====== Supplied records

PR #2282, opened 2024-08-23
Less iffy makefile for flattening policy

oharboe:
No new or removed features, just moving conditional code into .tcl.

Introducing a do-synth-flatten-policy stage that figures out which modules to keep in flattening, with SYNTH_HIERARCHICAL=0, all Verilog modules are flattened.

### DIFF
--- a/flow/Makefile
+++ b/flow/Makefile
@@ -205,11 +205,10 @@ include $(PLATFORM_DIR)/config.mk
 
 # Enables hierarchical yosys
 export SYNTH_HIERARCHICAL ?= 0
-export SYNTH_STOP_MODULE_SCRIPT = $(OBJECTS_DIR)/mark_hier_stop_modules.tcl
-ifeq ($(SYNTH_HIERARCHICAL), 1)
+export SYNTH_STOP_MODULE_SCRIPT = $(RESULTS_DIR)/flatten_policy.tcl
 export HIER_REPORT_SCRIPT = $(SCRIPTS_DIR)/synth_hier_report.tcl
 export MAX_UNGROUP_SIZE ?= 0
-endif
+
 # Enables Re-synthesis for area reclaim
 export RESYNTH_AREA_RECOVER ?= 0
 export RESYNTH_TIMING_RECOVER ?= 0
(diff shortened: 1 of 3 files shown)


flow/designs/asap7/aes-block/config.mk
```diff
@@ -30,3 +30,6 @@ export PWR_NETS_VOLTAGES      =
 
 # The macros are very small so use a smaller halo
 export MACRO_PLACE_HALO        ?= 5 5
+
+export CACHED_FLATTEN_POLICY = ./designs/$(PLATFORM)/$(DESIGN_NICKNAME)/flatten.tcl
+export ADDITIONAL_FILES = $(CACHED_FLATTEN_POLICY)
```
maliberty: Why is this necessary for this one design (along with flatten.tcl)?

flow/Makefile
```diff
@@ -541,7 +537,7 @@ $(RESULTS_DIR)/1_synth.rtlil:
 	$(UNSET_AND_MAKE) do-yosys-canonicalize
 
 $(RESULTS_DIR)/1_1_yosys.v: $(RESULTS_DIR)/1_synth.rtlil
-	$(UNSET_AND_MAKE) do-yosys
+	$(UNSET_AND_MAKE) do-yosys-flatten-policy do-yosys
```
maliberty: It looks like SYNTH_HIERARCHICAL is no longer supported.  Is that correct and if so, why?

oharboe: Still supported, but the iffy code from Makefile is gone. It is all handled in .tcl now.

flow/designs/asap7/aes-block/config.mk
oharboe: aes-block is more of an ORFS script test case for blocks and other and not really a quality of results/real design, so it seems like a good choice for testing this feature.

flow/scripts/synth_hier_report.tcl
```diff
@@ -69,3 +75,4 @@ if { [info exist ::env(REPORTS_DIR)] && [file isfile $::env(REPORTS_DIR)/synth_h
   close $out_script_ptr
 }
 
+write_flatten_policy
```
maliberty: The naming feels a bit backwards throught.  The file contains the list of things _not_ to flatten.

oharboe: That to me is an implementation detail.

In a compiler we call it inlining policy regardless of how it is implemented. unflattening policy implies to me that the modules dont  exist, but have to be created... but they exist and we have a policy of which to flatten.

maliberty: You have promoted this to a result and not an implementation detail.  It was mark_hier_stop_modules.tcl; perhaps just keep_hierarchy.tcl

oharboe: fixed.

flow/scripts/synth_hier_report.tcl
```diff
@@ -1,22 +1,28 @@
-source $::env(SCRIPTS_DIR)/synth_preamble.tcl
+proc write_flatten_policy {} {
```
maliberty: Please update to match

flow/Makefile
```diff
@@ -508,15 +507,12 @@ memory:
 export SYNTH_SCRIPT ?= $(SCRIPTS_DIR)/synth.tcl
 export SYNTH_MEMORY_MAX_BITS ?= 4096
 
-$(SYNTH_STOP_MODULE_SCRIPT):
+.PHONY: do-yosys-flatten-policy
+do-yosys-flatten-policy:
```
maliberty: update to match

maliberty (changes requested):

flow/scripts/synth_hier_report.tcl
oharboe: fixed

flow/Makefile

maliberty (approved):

============

Assignment » Only a number is expected here: the tally of lines above that contain "oharboe". Please write nothing more.

Exercise solution » 6